Output the lines below from the one containing "accept connections." through the end of the listing, inclusive, exactly as they appear, and nothing further.
◆ ◆ ◆ ◆ ◆ ◆ ◆
Issue #54, opened 2019-03-24
Wait for specific console output


alde:
It'd be great if it was possible to wait for specific log output, such as 

`MySQL init process done. Ready for start up.`

The port is available far in advance of this, causing me to have to add a `time.Sleep(30*time.Second)` in my test only to make sure it will have started.

gianarb:
Thanks @alde good issue. This is in some way related to #19 .

This issue will be nice to have and it will involve a pre-feature that exposes an API to get/follow logs.

gianarb:
As suggested via Slack https://github.com/testcontainers/testcontainers-java/blob/master/core/src/main/java/org/testcontainers/containers/wait/strategy/LogMessageWaitStrategy.java

PR #55, opened 2019-04-08
Implement a Log wait strategy

alde:
This makes it possible to wait for specific log output.

For example it's useful for MySQL test containers, which has the
port and host available long before it's actually ready to
accept connections.

example usage:

```go
WaitingFor: wait.ForLog("port: 3306  MySQL Community Server - GPL"),
```

Solves #54

### DIFF
--- a/container.go
+++ b/container.go
@@ -2,6 +2,7 @@ package testcontainers
 
 import (
 	"context"
+	"io"
 
 	"github.com/docker/go-connections/nat"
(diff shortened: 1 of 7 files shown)


gianarb:
Wow @alde I have nothing to add about this PR! Clear and simple! Thanks a lot!

alde:
Thanks :) 👍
◆ ◆ ◆ ◆ ◆ ◆ ◆
--- Output for this task ---
accept connections.

example usage:

```go
WaitingFor: wait.ForLog("port: 3306  MySQL Community Server - GPL"),
```

Solves #54

### DIFF
--- a/container.go
+++ b/container.go
@@ -2,6 +2,7 @@ package testcontainers
 
 import (
 	"context"
+	"io"
 
 	"github.com/docker/go-connections/nat"
(diff shortened: 1 of 7 files shown)


gianarb:
Wow @alde I have nothing to add about this PR! Clear and simple! Thanks a lot!

alde:
Thanks :) 👍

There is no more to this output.